Task description:
The lines to return begin at the one containing "egladysh: I think" and end at the final line of the material; output them exactly and only them.

Task data:

Issue #32204, opened 2026-06-16
[YSQL] OTLP HTTPS trace export fails on Ubuntu because CA bundle path defaults to RHEL location


egladysh:
Jira Link: [DB-21891](https://yugabyte.atlassian.net/browse/DB-21891)
### Description

Yugabyte OpenTelemetry trace export over HTTPS fails on Ubuntu hosts because the OpenTelemetry C++ HTTP exporter tries to load the CA bundle from the RHEL-style path:
`/etc/pki/tls/certs/ca-bundle.crt`
On our Ubuntu 22.04, the system CA bundle exists at:
`/etc/ssl/certs/ca-certificates.crt`

As a result, YSQL tracing initializes and creates spans, but exporting them to an HTTPS OTLP endpoint fails before the spans leave the host.

### Issue Type

kind/bug

### Warning: Please confirm that this issue does not contain any sensitive information

- [x] I confirm this issue does not contain any sensitive information.

[DB-21891]: https://yugabyte.atlassian.net/browse/DB-21891?atlOrigin=eyJpIjoiNWRkNTljNzYxNjVmNDY3MDlhMDU5Y2ZhYzA5YTRkZjUiLCJwIjoiZ2l0aHViLWNvbS1KU1cifQ

PR #32222, opened 2026-06-16
[#32204] DistributedTracing: Add gflags and platform fallback for OTLP HTTPS CA certificate

egladysh:
## Summary

OTLP HTTPS trace export relied on the OpenTelemetry exporter's built-in CA
bundle path, which defaults to a RHEL location. On distributions that store
the CA bundle elsewhere (e.g. Debian/Ubuntu at
`/etc/ssl/certs/ca-certificates.crt`), HTTPS trace export failed because the
exporter could not find a trust store.

This change adds two non-runtime gflags to make the trust store explicit and
adds a platform fallback:

- `otel_ssl_ca_cert_path`: CA certificate bundle path for OTLP HTTPS trace
  export. When set, it takes precedence.
- `otel_ssl_ca_cert_string`: inline CA certificate bundle contents, used only
  when no path is configured.

When neither flag is set, YugabyteDB now probes a list of known platform CA
bundle locations (Debian/Ubuntu, RHEL/CentOS/AlmaLinux, OpenSUSE/SLES) and uses
the first one that exists, so HTTPS export works out of the box across the
common Linux distributions. The selected CA bundle path is logged at startup.

## Test plan

- [ ] `DistTraceCaCertPathTest.UsesFirstExistingPath` — verifies the first
      existing path in the candidate list is selected.
- [ ] `DistTraceCaCertPathTest.ReturnsEmptyWhenNoPathExists` — verifies
      `std::nullopt` when none of the candidate paths exist.


src/yb/util/dist_trace.cc
```diff
@@ -112,7 +131,25 @@ auto CreateExporter() {
...
   opts.url = FLAGS_otel_collector_traces_endpoint;
   opts.content_type = otlp_exporter::HttpRequestContentType::kBinary;
+
+  if (!FLAGS_otel_ssl_ca_cert_path.empty()) {
+    opts.ssl_ca_cert_path = FLAGS_otel_ssl_ca_cert_path;
+    opts.ssl_ca_cert_string.clear();
+  } else if (!FLAGS_otel_ssl_ca_cert_string.empty()) {
+    opts.ssl_ca_cert_path.clear();
+    opts.ssl_ca_cert_string = FLAGS_otel_ssl_ca_cert_string;
+  }
```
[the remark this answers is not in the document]
egladysh: It's not true that string fields are already empty by default. The constructor may chose to populate them. Rejecting this suggestion.

src/yb/yql/pgwrapper/dist_trace-test.cc
```diff
@@ -122,6 +122,32 @@ struct Trace {
...
+  const auto missing_path = GetTestPath("missing-ca.pem");
+  const auto first_existing_path = GetTestPath("first-existing-ca.pem");
+  const auto second_existing_path = GetTestPath("second-existing-ca.pem");
+  CreateFile(first_existing_path);
+  CreateFile(second_existing_path);
+
+  ASSERT_EQ(
+      *dist_trace::FindFirstExistingFile(
+          {missing_path, first_existing_path, second_existing_path}),
+      first_existing_path);
```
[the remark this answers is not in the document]
egladysh: Fixed

egladysh:
trigger jenkins

src/yb/util/dist_trace.cc
```diff
@@ -112,7 +131,25 @@ auto CreateExporter() {
...
+
+  if (opts.ssl_ca_cert_path.empty() && opts.ssl_ca_cert_string.empty()) {
```
mangalaman93: if both are empty, shouldn't we disable SSL and not use SSL while talking to the OTLP collector?

mangalaman93 (changes requested):

src/yb/util/dist_trace.cc
egladysh: I don’t think empty CA flags should imply “disable SSL.” These flags only control which CA bundle we pass for HTTPS certificate verification. They are not the TLS enable/disable switch. TLS vs plaintext is determined by the collector endpoint scheme: `https://...`, `http://...`, etc.. I think these are separate concerns. This PR is to just configure trust data for HTTPS verification.
I don't think we need a way to just disable HTTPS endpoints period?

mangalaman93: These flags are common for both HTTP and grpc. While we may not support grpc protocol today, but when we do, we cannot specify TLS is required in the URL for grpc. We should have an explicit requirement of one of these two flags for TLS to be setup similar to the OTEL SDK.

egladysh: @mangalaman93 I don't think that this PR configures OTLP/gRPC. It only uses the OTLP/HTTP exporter. For this code path, the endpoint URL scheme is the transport-security selector (`https://` vs `http://`). These two flags only configure CA trust material for HTTPS verification. 
I understand these flags may be shared by HTTPS and future gRPC support, but I don’t think that means they should become the TLS enable/disable signal. They configure CA trust material, which is orthogonal to whether the transport is secure. I'd suggest for you to create a separate issue to address gRPC concerns?
For example OTel has a standard option to enable insecure gRPC, etc.. I'd argue that these CA flags should be trust-material configuration, not the implicit TLS enable switch.

mangalaman93: I researched a little more how cpp OTEL SDK works and it seems like it uses libcurl under the hood that picks up the system cert pool automatically when the scheme is https. If that is true, we can skip this part where both flags are empty. Happy to find some references for you if needed.

egladysh: I'm not sure what happens under the hood exactly but in YB OpenTelemetry exporter's built-in CA
bundle path defaults to a RHEL location (`/etc/pki/tls/certs/ca-bundle.crt`) on Ubuntu as described in the PR and that's wrong for other platforms like Ubuntu. The PR fixes some of the platform defaults as well as allows to configure it manually.

egladysh: Maybe we can take a look at how libcurl picks fallback certificate bundle path. It seems to be hardcoded to RHEL if it's compiled on RH-based system.

mangalaman93: Did you have a chance to take a look?

egladysh: I tested it. That was reason that the ticket was created in the first place. I thought you've been looking for references in libcurl as you suggested? I just did a quick search online. It seems like CURL_CA_BUNDLE is the macro with the default that is set at compile time.

mangalaman93: In that case, we can ignore the case when these two flags are not set. libcurl should correctly pick the default cert bundle in that case. Is that the conclusion?

egladysh: No. YugabyteDB’s x86 Linux distribution is generic like `linux-x86_64` tarball, and YB docs describe using that package across different Linux OS families/distros/Ubuntu. (“You can use Ubuntu as well”, docs/content/stable/deploy/public-clouds/aws/manual-deployment.md). Also YB packages it as `lib/yb-thirdparty/libcurl.so`.

egladysh: That packaged libcurl has a hardcoded ca path.

mangalaman93: This makes sense. Let me check this internally and get back to you. apologies for the delay.

mangalaman93: One more question I have here is that, if I only specify http and both flags are specified as empty, will that cause any problems specifying the CA cert or is it handled by libcurl correctly? It would seem odd though that we are specifying a CA cert here in that case.

mangalaman93: one more question I have is, what is your use case? Do you use a self signed CA's cert for your otel collector or a public CA issued cert?

egladysh: No worries.

Question 1: No, I don't see any problems.
Question 2: We'll probably have different use cases. This change should cover all that I can think of at this time like https on Ubuntu.

mangalaman93: If the use case is different, then, I'd recommend to divide this into two PRs. I am thinking that by specifying the system cert path in the parameter, we can solve most problems.

egladysh: Sorry, I don't understand your suggestion about two PRs? I think the change is small and self-contained. Can you explain reasons for your strong pushback against working around the hardcoded path in libcurl?

mangalaman93: I am not comfortable having hardcoded list of paths here. This may be incomplete and someone needs to ensure that they remain up to date. You could move this part out into another PR where we can have a longer discussion and figure out what is the right thing to do. Rest of the code generally looks good and can be merged quickly.

egladysh: The path is already hardcoded in YB just for RHEL and it's absolutely incomplete right now and it's just wrong on Ubuntu. This change allows YB opentel to work on Ubuntu the same way as it does on RHEL currently. We'd like it to work it consistently.

mangalaman93: agreed but that is hard coded in libcurl and libcurl is going to manage these paths much better than we can. Unless you absolutely need it right away, I would recommend that we give it more thought. I plan to have more discussions internally as well before we add this code. Until then, these flags can serve us well and for ubuntu too.

egladysh: What do you mean by "libcurl is going to manage these paths"? It doesn't do that. The path is wrong.

egladysh: Yeah, we'd like to get it done in this PR and close the issue.

mangalaman93: libcurl the library will update this path if this ever changes and when we upgrade our library version that we depend on, it will get upgraded on our side too without us figuring out what the right path is.

For now, we can remove these paths from this PR and can pass them as ssl_ca_cert_path parameter at the time of deployment. Happy to elaborate more if that doesn't make sense.

egladysh: I think if libcurl ever updates the path (I doubt it), we could remove the workaround. As of now, it's really a bogus packaging of YB. You can consider creating different packages of libcurl for different environments? Anyhow I think we discussed the issue to the floor. I'll remove the workaround to pass your block and move forward with it.

egladysh:
@mangalaman93 The defaults should be gone. Could you take a look when you have a chance?

mangalaman93 (approved):

mangalaman93:
trigger jenkins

Exercise result:
egladysh: I think if libcurl ever updates the path (I doubt it), we could remove the workaround. As of now, it's really a bogus packaging of YB. You can consider creating different packages of libcurl for different environments? Anyhow I think we discussed the issue to the floor. I'll remove the workaround to pass your block and move forward with it.

egladysh:
@mangalaman93 The defaults should be gone. Could you take a look when you have a chance?

mangalaman93 (approved):

mangalaman93:
trigger jenkins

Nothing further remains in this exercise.